(Beginning of Dataset records)
PR #527, opened 2026-02-25
feat: table aware chunking

odelliab:
**Summary**
This PR adds table header duplication functionality to the HybridChunker and introduces a new LineBasedTokenChunker for improved table chunking. When tables are split across multiple chunks, the table headers are now automatically repeated in each chunk to maintain context.

**Changes Made**
**Core Features**

1. Table Header Duplication: Added duplicate_table_header parameter to HybridChunker (default: True)- 
- When enabled, table headers are repeated in each chunk when a table is split
- Uses the new LineBasedTokenTextChunker for table-specific chunking logic
2. - New LineBasedTokenChunker: Created a specialized chunker for line-based text splitting
- Supports prefix text that is prepended to each chunk (e.g., table headers)
- Handles token-aware splitting with word boundary preservation
- Includes comprehensive validation and error handling

**Implementation Details**

- Modified HybridChunker._split_using_plain_text() to accept a doc_serializer parameter (as headers identification depends on the serializer)
- Added new segment() method to handle table vs. non-table content differently
- Integrated get_header_and_body_lines() from table serializers to extract headers

**New Files**
docling_core/transforms/chunker/line_chunker.py: New line-based chunker implementation

test/test_line_chunker.py: Comprehensive test suite (308 lines) covering:

- Prefix handling
- Long line splitting
- Token limit enforcement
- Word boundary preservation
- Document chunking
- Edge cases (empty documents, long content, etc.)

**Testing**
✅ Added comprehensive unit tests for LineBasedTokenTextChunker (15+ test cases)
✅ Added integration tests for table header duplication in test_hybrid_chunker.py
✅ Verified table headers are repeated when tables span multiple chunks
✅ Confirmed all body lines from tables appear in the chunked output
✅ Tested with real document data (2408.09869v3 with 996 texts, 5 tables, 13 pictures)
✅ Generated 84 chunks with 27 containing tables

**Additional Notes**
This enhancement significantly improves the usability of chunked table data by ensuring each chunk maintains the necessary context (table headers) for standalone interpretation. This is particularly valuable for:

- RAG (Retrieval-Augmented Generation) applications
- Embedding generation where each chunk needs to be self-contained
- Search and retrieval systems that work with individual chunks

Currently, for get_header_and_body_lines(), a naive default implementation and an implementation for markdown table serializer exist. We should add implementation for other serializers (e.g. html).

The implementation is backward compatible - the duplicate_table_header parameter defaults to True but can be disabled if the old behavior is desired.

### DIFF
--- a/docling_core/transforms/chunker/hybrid_chunker.py
+++ b/docling_core/transforms/chunker/hybrid_chunker.py
@@ -7,13 +7,13 @@ from typing import Any, Optional, Union
 
 from pydantic import BaseModel, ConfigDict, Field, computed_field, model_validator
 
-from docling_core.transforms.chunker.base import _get_default_tokenizer
 from docling_core.transforms.chunker.hierarchical_chunker import (
     ChunkingDocSerializer,
     ChunkingSerializerProvider,
 )
 from docling_core.transforms.chunker.line_chunker import LineBasedTokenChunker
 from docling_core.transforms.chunker.tokenizer.base import BaseTokenizer
+from docling_core.transforms.chunker.tokenizer.huggingface import get_default_tokenizer
 from docling_core.transforms.serializer.base import BaseDocSerializer
 from docling_core.types.doc.document import SectionHeaderItem, TableItem, TitleItem
 
@@ -56,7 +56,7 @@ class HybridChunker(BaseChunker):
 
     model_config = ConfigDict(arbitrary_types_allowed=True)
 
-    tokenizer: BaseTokenizer = Field(default_factory=_get_default_tokenizer)
+    tokenizer: BaseTokenizer = Field(default_factory=get_default_tokenizer)
     repeat_table_header: bool = True
     merge_peers: bool = True
 
@@ -90,7 +90,7 @@ class HybridChunker(BaseChunker):
                         max_tokens=max_tokens,
                     )
                 elif tokenizer is None or isinstance(tokenizer, PreTrainedTokenizerBase):
-                    kwargs = {"tokenizer": tokenizer or _get_default_tokenizer().tokenizer}
+                    kwargs = {"tokenizer": tokenizer or get_default_tokenizer().tokenizer}
                     if max_tokens is not None:
                         kwargs["max_tokens"] = max_tokens
                     data["tokenizer"] = HuggingFaceTokenizer(**kwargs)
--- a/docling_core/transforms/chunker/line_chunker.py
+++ b/docling_core/transforms/chunker/line_chunker.py
@@ -1,16 +1,16 @@
 import warnings
 from collections.abc import Iterator
 from functools import cached_property
-from typing import Annotated, Any, Optional
+from typing import Annotated, Any
 
 from pydantic import ConfigDict, Field, computed_field
 
 from docling_core.transforms.chunker import BaseChunk, BaseChunker, DocChunk, DocMeta
-from docling_core.transforms.chunker.base import _get_default_tokenizer
 from docling_core.transforms.chunker.hierarchical_chunker import (
     ChunkingSerializerProvider,
 )
 from docling_core.transforms.chunker.tokenizer.base import BaseTokenizer
+from docling_core.transforms.chunker.tokenizer.huggingface import get_default_tokenizer
 from docling_core.transforms.serializer.base import (
     BaseSerializerProvider,
 )
@@ -31,7 +31,7 @@ class LineBasedTokenChunker(BaseChunker):
     tokenizer: Annotated[
         BaseTokenizer,
         Field(
-            default_factory=_get_default_tokenizer,
+            default_factory=get_default_tokenizer,
             description="The tokenizer to use; either instantiated object or name or path of respective pretrained model",
         ),
     ]
--- a/docling_core/transforms/chunker/base.py
+++ b/docling_core/transforms/chunker/base.py
@@ -13,14 +13,6 @@ from docling_core.types.doc import DoclingDocument as DLDocument
 DFLT_DELIM = "\n"
 
 
-def _get_default_tokenizer():
-    from docling_core.transforms.chunker.tokenizer.huggingface import (
-        HuggingFaceTokenizer,
-    )
-
-    return HuggingFaceTokenizer.from_pretrained(model_name="sentence-transformers/all-MiniLM-L6-v2")
-
-
 class BaseMeta(BaseModel):
     """Chunk metadata base class."""
 
--- a/docling_core/transforms/chunker/tokenizer/huggingface.py
+++ b/docling_core/transforms/chunker/tokenizer/huggingface.py
@@ -68,3 +68,9 @@ class HuggingFaceTokenizer(BaseTokenizer):
     def get_tokenizer(self):
         """Get underlying tokenizer object."""
         return self.tokenizer
+
+
+def get_default_tokenizer():
+    """Get default tokenizer instance."""
+
+    return HuggingFaceTokenizer.from_pretrained(model_name="sentence-transformers/all-MiniLM-L6-v2")


docling_core/transforms/chunker/hybrid_chunker.py
```diff
@@ -61,6 +62,7 @@ class HybridChunker(BaseChunker):
     model_config = ConfigDict(arbitrary_types_allowed=True)
 
     tokenizer: BaseTokenizer = Field(default_factory=_get_default_tokenizer)
+    duplicate_table_header: bool = True
```
ceberam: Just wondering if the name could be more self explanatory. It may be misunderstood. What about `repeat_table_headers` (to convey the message that headers appear again across chunks).

Could you also add a description in the docstring? (by the way, see another comment below regarding our current docstrings in chunkers and serializers).

docling_core/transforms/chunker/hybrid_chunker.py
```diff
@@ -233,12 +236,34 @@ def _split_using_plain_text(
...
+        if (
+            self.duplicate_table_header
+            and isinstance(doc_serializer, ChunkingDocSerializer)
+            and len(doc_chunk.meta.doc_items) == 1
+            and isinstance(doc_chunk.meta.doc_items[0], TableItem)
+        ):
+            header_lines, body_lines = doc_serializer.table_serializer.get_header_and_body_lines(
+                table_text=doc_chunk.text
+            )
+            from docling_core.transforms.chunker.line_chunker import LineBasedTokenChunker
```
ceberam: This import inside a method is unconventional. I guess you were trying to avoid a circular import between `line_chunker.py` and `hybrid_chunker.py`.
I would then propose to move `_get_default_tokenizer()` to another module, like `base.py` and make the function public (for consistency).

docling_core/transforms/chunker/line_chunker.py
```diff
@@ -0,0 +1,193 @@
...
+
+class LineBasedTokenChunker(BaseChunker):
+    r"""Chunker doing tokenization-aware chunking of document text. Chunk contains full lines.
+
+    Args:
+        tokenizer: The tokenizer to use; either instantiated object or name or path of
+            respective pretrained model
+        max_tokens: The maximum number of tokens per chunk. If not set, limit is
+            resolved from the tokenizer
+        prefix: a text that should appear at the beginning of each chunks, default is an empty string
```
ceberam: Using `Args:` for class attributes is not correct according to Google style for python docstrings (it's for arguments in functions). I know that we have this pattern in other chunkers and in serializers, but we would prefer not to propagate mistakes 🙂
For pydantic models we are adopting a pattern based on the `typing.Annotated`. So we could do something like this:


```suggestion
    """Tokenization-aware chunker that preserves line boundaries.
    
    This chunker serializes the document content into text and attempts to keep lines
    intact within chunks. It only splits a line if it exceeds the maximum token limit on
    its own. This is particularly useful for structured content like tables, code, or logs
    where line boundaries are semantically important.
    """
```

and then add the documentation of each pydantic model field through annotations. See an example below.

docling_core/transforms/chunker/line_chunker.py
```diff
@@ -0,0 +1,193 @@
...
+    """
+
+    model_config = ConfigDict(arbitrary_types_allowed=True)
+    tokenizer: BaseTokenizer = Field(default_factory=_get_default_tokenizer)
+    prefix: str = ""
```
ceberam: Please, provide documentation of the fields using the `Annotated` pattern.

```suggestion
    prefix: Annotated[
        str,
        Field(
            description="Text that appears at the beginning of each chunk. Useful for adding context like table headers"
        ),
    ] = ""
```

docling_core/transforms/chunker/line_chunker.py
```diff
@@ -0,0 +1,193 @@
...
+    prefix_len: int = Field(default=0, init=False)
```
ceberam: We prefer the more pythonic and self-contained use of decorators `computed_field` and `cached_property`, like in `docling_core/transforms/serializer/common.py`

```suggestion
    @computed_field  # type: ignore[misc]
    @cached_property
    _prefix_len(self) -> int:
       // add computation here
       pass
```

test/test_line_chunker.py
```diff
@@ -0,0 +1,308 @@
...
+    """Test text chunking with a prefix."""
+    prefix = "Context: "
+    chunker = LineBasedTokenChunker(
+        tokenizer=HuggingFaceTokenizer(
+            tokenizer=INNER_TOKENIZER,
+            max_tokens=MAX_TOKENS,
+        ),
+        prefix=prefix,
+    )
+
```
ceberam: Small observation here and in other lines of this test file: we try to follow the PEP8 recommendations and avoid trailing whitespaces.
We should at some point add some minimal style checks on tests.

```suggestion

```

docling_core/transforms/chunker/line_chunker.py
```diff
@@ -0,0 +1,193 @@
...
+        if token_limit <= 0 or not text:
+            return "", text
+
+        # if the whole text already fits, return as is.
+        if self.tokenizer.count_tokens(text) <= token_limit:
+            return text, ""
+
+        # Binary search over character indices [0, len(text)]
+        lo, hi = 0, len(text)
+        best_idx: Optional[int] = None
```
ceberam: Very minor observation: we try to use the union operator `|` in the new code, since it's the preferred style in python 3.10+


```suggestion
        best_idx: int | None = None
```

docling_core/transforms/chunker/line_chunker.py
```diff
@@ -0,0 +1,193 @@
...
+            # Even the first character exceeds the limit (e.g., tokenizer behavior).
+            # Return nothing in head, everything in tail.
+            return "", text
+
+        # Optionally adjust to a previous whitespace boundary without violating the limit
+        if prefer_word_boundary:
+            # Search backwards from best_idx to find whitespace; keep within token limit.
+
+            last_space_index = text[:best_idx].rfind(" ")
+            if last_space_index > 0:
```
ceberam: Shouldn't it be `>=`?

```suggestion
            if last_space_index >= 0:
```

docling_core/transforms/chunker/line_chunker.py
```diff
@@ -0,0 +1,193 @@
...
+                # Add the taken part
+                current += "\n" + take
+                current_len += self.tokenizer.count_tokens(take)
+
+                # flush the current chunk (full)
+                chunks.append(current)
+                current = self.prefix
+                current_len = self.prefix_len
+
+            # end while for this line
```
ceberam, line 150: I would remove comments that are not much informative

```suggestion
```

docling_core/transforms/serializer/base.py
```diff
@@ -78,6 +78,26 @@ def serialize(
...
+    ) -> tuple[list[str], list[str]]:
+        """Get header lines and body lines from the table.
+
+        Returns:
+            A tuple of (header_lines, body_lines) where header_lines is a list
+            of strings representing table headers and body_lines is a list of
+            strings representing table body rows.
+
+        Default implementation returns empty header lines and all content in body lines.
+        """
```
ceberam, line 104: I would make the docstrings more complete (and Google-styled):

```suggestion
        """Get header lines and body lines from the table.

        Splits a serialized table into header and body sections. This is useful
        for repeating headers when a table spans multiple chunks.

        Args:
            table_text: The serialized table text to split.

        Returns:
            A tuple of (header_lines, body_lines) where header_lines is a list
            of strings representing table headers and body_lines is a list of
            strings representing table body rows.

        Note:
            Default implementation returns empty header lines and all content 
            in body lines. Subclasses should override to provide format-specific
            splitting logic.
        """
```

Open question: there is here an implicit logical assumption that this function should work on top of the implementation of the serialization (`serialize`), which is specific to the class implementing `BaseTableSerializer`. The table serializer would serialize a table to text, and then `get_header_and_body_lines` would split the header and the body lines from that text. I'm just wondering if it would make sense to replace the argument type from `str` to `TableItem` and call the `serialize` function inside that method, to focus on the scope of the table serializers. Not sure about it.

docling_core/transforms/chunker/hybrid_chunker.py
odelliab: changed the name and added a description

docling_core/transforms/chunker/hybrid_chunker.py
odelliab: done

docling_core/transforms/chunker/line_chunker.py
odelliab: fixed

docling_core/transforms/serializer/base.py
odelliab: I was wondering about this myself, but if I remember correctly this would require changing the segment() method interface to a more cumbersome one.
(End of Dataset records)
[What to work on] What lines above contain the word "either"? Return each such line.

[Exercise output]
             description="The tokenizer to use; either instantiated object or name or path of respective pretrained model",
+        tokenizer: The tokenizer to use; either instantiated object or name or path of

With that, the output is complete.